核心概念
A novel transformer-based system that combines retrieval and classification models to achieve a balanced trade-off between time efficiency and accuracy in detecting duplicate bug reports.
摘要
The paper proposes a transformer-based framework for the task of Duplicate Bug Report Detection (DBRD) that integrates retrieval and classification models to strike a balance between efficiency and accuracy.
Key highlights:
- Introduces a cluster-based dataset partition mechanism to address the issue of data leakage in previous studies.
- Conducts a comprehensive comparison of transformer-based models (sentence BERT, BERT, ALBERT, RoBERTa) against baseline retrieval (GloVe, FastText) and classification (Bi-LSTM, DC-CNN) models.
- The transformer-based retrieval model (sentence BERT) outperforms baseline retrieval models, while the transformer-based classification models (RoBERTa, BERT, ALBERT) outperform baseline classification models.
- The proposed hybrid system leverages the strengths of both retrieval and classification, achieving comparable accuracy to the classification model while significantly outperforming it in time efficiency, and only slightly behind the retrieval model in time.
- Evaluates the system's performance in two real-world scenarios (One vs All and All vs All) and demonstrates its ability to balance the trade-off between speed and accuracy.
統計資料
The average recall@100 of the sentence BERT retrieval model is 96.98%, outperforming GloVe (86.08%) and FastText (83.04%).
The average F1 score of the RoBERTa classification model is 86.66%, outperforming Bi-LSTM (48.24%) and DC-CNN (76.60%).
In the One vs All scenario, the proposed hybrid system achieves a recall of 92% and precision of 85% when k=100, compared to the classification model's recall of 92% and precision of 75%.

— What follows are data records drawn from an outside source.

PR #1837, opened 2022-09-13
Update `atan2` F32 tests to account for atan based implementations

zoddicus:
Used atan(y/x) as the basis for atan2 accuracy, since this will be less accurate than having a direct atan2 instruction.

<hr>

### DIFF
--- a/src/webgpu/util/f32_interval.ts
+++ b/src/webgpu/util/f32_interval.ts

In the All vs All scenario, the proposed hybrid system takes 1.2 seconds per bug on average, compared to 60 seconds for the classification model.
引述
"Our system makes a trade-off by sacrificing some running time in order to maintain robust performance in terms of recall, precision, and accuracy."
"Selecting the appropriate value for k requires careful consideration. While a smaller k value may improve the time efficiency, it may also lead to a degradation in model performance. On the other hand, choosing a larger k value may result in increased time consumption."